I know most Saffers get solar to basically counter loadshedding or get electricity in difficult situations, and not to offset high electricity costs. And I know we generally keep people away from suicide cables used to connect generators to houses.
But I do like the idea - enough generation to offset your baseload, little enough power to safely travel through one outlet and the whole DIY solution around it.
The suicide cable aspect is addressed in the article. The power stream is really a little hybrid inverter, and on the output (suicide cable) side it synchronises with the grid.
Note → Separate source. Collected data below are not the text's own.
PR #1738, opened 2023-09-05
chore: fix update check tests downloading deps

marvinhagemeister:
Deno looks up the cache dir via `HOME`. We replaced that with a tmp dir in our tests, which lead to all dependencies being downloaded from scratch. This PR changes that so that we use a different environment variable for our tests. That way we can reuse the existing cache which is much faster.


marvinhagemeister:
Merging myself since this just speeds up tests.

PR #1740, opened 2023-09-05
fix: incorrect island child validation

marvinhagemeister:
I messed up the check in #1736 a little and threw on valid children. This PR addresses that.


marvinhagemeister:
Merging, since that's blocking another PR of mine.

PR #1742, opened 2023-09-06
fix: only show update message once per day

### LINKED ISSUE #1673: Show update message less frequently
[From discord](https://discord.com/channels/684898665143206084/991511118524715139/1141791394084692050):

> absolutely not a fan of my terminal being hammered by the update warning
> it's probably better to just tell to update once, when cold-starting a project, than on every save/reload/refresh

marvinhagemeister:
Changes the update check behavior so that the update message is only shown once per day.

Fixes: https://github.com/denoland/fresh/issues/1673


lucacasonato (approved):
LGTM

I’ve seen this style of Cable on PV inverters as well. I own an older ABB Uno, and a newer Solis, and they have exactly the same plug, but they have the male/female ends reversed. So one of them has a “suicide” style, I just cannot remember which one. And that is perfectly fine, precisely because it does anti-islanding. My main concern is you should not have a generator on the wrong end of an RCD.
No, South African homes are for all practical purposes wired the same as European homes, except we use the old wiring colours still. The UK is also pretty similar to Europe, except they have ring circuits. We’re all pretty consistent in requiring RCDs for all sockets. The Americans require GFCIs (the same thing, but at the socket level) in some places, usually kitchens or any place near water, and the same concerns would apply if you plug into such a socket (and also have other loads on that socket).
I bought a cheap nasty grid tie inverter along these lines.
It has never been permanently installed. I have used it for testing purposes though.
Take a single panel out to the meter box, trip the supply to the house and then you can find out what your meter does when you export power.
Depending on what your meter does may completely change your solar design.
They can manufacture really small grid tie inverters.
Are there any transformers/inductors in them? I opened mine and could not find one.
PS: I have the ones that have only one function.